Original connection screen showing vague 'Connecting. Please wait.' message

I conducted an unmoderated test with 18 participants split into two groups. Of the 9 participants who encountered the original messaging, 8 abandoned before the connection completed (88.9% abandonment). Some assumed the system had frozen, others grew impatient.

The redesigned message provided specific information about the channel being connected to, clear expectations about timing, and explicit instructions to prevent window closure.

Improved connection screen with specific timing and instruction to keep window open
Before After
Connecting. Please wait. Connecting to Airbnb
Leave this window open. This may take up to 6 minutes.

In the second group, 8 of 9 participants waited as instructed, representing only 11.1% abandonment. In production, the baseline abandonment rate was around 45%. After implementation, it dropped to around 10% across 374 attempts.

To ensure this wasn't due to external factors, I analyzed abandonment rates on three unchanged flows (registration, billing, verification). No significant variation, confirming the improvement was attributable to the messaging change.

View statistical validation

Sample size: I used 18 participants (9 per group) because I expected a large behavioral difference (>60%) between approaches. For such substantial effect sizes, small samples can reliably detect meaningful differences.

Statistical test: The 77.8 percentage point difference between groups was validated using Fisher's exact test (p = 0.0007), meaning this result would occur by chance less than 0.07% of the time.

Validation at scale: Following implementation, I tracked abandonment rates across 374 connection attempts.
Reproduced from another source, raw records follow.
PR #337, opened 2025-01-30
history: don't call Slice.Len when it's unlikely to have changed

mattnathan:
Calling history.Slice.Len for each page has large performance implications on the application, especially in cases where many pages are being read. In situations where Len is backed by a database call it's generally implemented via a `select count(*) where d>%T AND d<=%T` which can be very slow.

The problem is easy to avoid as the total size for a pagination operation is unlikely to change between page calls, so we solve this by calling Len for the first page and keeping that value in the page token for reuse by the next page calls.

During testing this changed history download from ~60KB/s to ~2MB/s, or to put it another way downloading ~1m records now takes seconds instead of hours.


pkg/system/history/history_system_page.proto
```diff
@@ -0,0 +1,12 @@
+syntax = "proto3";
```
dloveen-v, line 1: Should this file be called `system_history_page.proto`?

dloveen-v (approved):
The code LGTM. Although, I am conscious this risks moving the database optimisation step into the application logic. Which works for now and granted, we need to support SQL and non-SQL databases too which is even more difficult to manage. But longer term, I suggest looking at building indexes, frequent table clustering or frequently generating materialised views for (SQL databases) in the history table itself to optimise performance there.

From an API user perspective, it would be quite strange if I issue a `ListHistoryRecords()` call, and wait a few days before clicking the next page to find the `totalCount` field is unchanged in the new response, when the expectation is many new rows would've been created in that time.

I have also tested by changing the time period for a device, but I forgot to remove the stale `nextPageToken` in the request and found it returned the `totalSize` from my previous request, rather than computing one for the current time period. FYI for when this is integrated to the Ops UI.

mattnathan:
@dloveen-v The intended behaviour of page tokens is that they should page over a consistent view of the data. New items added to a list after you've already got a nextPageToken technically shouldn't be shown on subsequent pages. This is actually quite difficult to accomplish in general, but we do our best. Similarly adjusting the query but keeping the page token is also something that should be invalid but are inconsistent in checking for it.

With that in mind, the total count for a query should remain constant throughout the paging by design.

Regarding the db leakage, not calling Len is an optimisation for _any_ Store implementation, it just happens to be a significant optimisation for DB backed stores. We do have indexes on these tables, though I expect they can be improved. The issue here is that to get the totalCount you need to count the unlimited result set, which is way more expensive than the limited rows we paginate through. This will always be the case without considerable DB restructuring.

The improvement (from ~45% to ~10%) held.

Control comparison: To rule out external factors, I tracked three unchanged flows during the same period: user registration, billing setup, and property verification. None showed significant variation.

The Framework

Before this project, the team had informal guidelines for empty states. Decisions were made ad-hoc, with no shared criteria for what each situation actually needed:

Previous Guidelines

  • Keep the tone friendly and helpful
  • Add a CTA when possible
  • Explain what the feature does

These two examples were part of a larger audit. Across 23 empty states, I found the same patterns repeating. I grouped them into six scenarios based on what was blocking the user and what they could do about it:

New Six-Scenario Framework

1 First Use
User encounters a feature for the first time
Response: Guide them to action or explain the value
2 Blocker
User can't proceed (waiting for admin approval)
Response: Explain what's blocking them and when it will resolve
3 Failure
Something broke or timed out
Response: Explain what happened and how to recover
4 No Results
Search or filter returns nothing
Response: Help them refine their search or suggest alternatives
5 User Action
User deleted or archived all their content
Response: Acknowledge their action and suggest next steps
6 Transition
System is processing (loading, syncing)
Response: Set clear timing expectations

Outcome

The immediate results were clear: property setup completion roughly doubled across 312 attempts. Connection abandonment dropped from around 45% to around 10% across 374 attempts.

Results

Six months after developing this framework, I checked in with the product team. Product designers reported using the six-scenario model for new feature development, applying it without needing to reinvent the approach each time.

This outcome demonstrated that empty states are fundamental to how users understand and progress through a product. When approached systematically, they become strategic touchpoints that guide users toward success.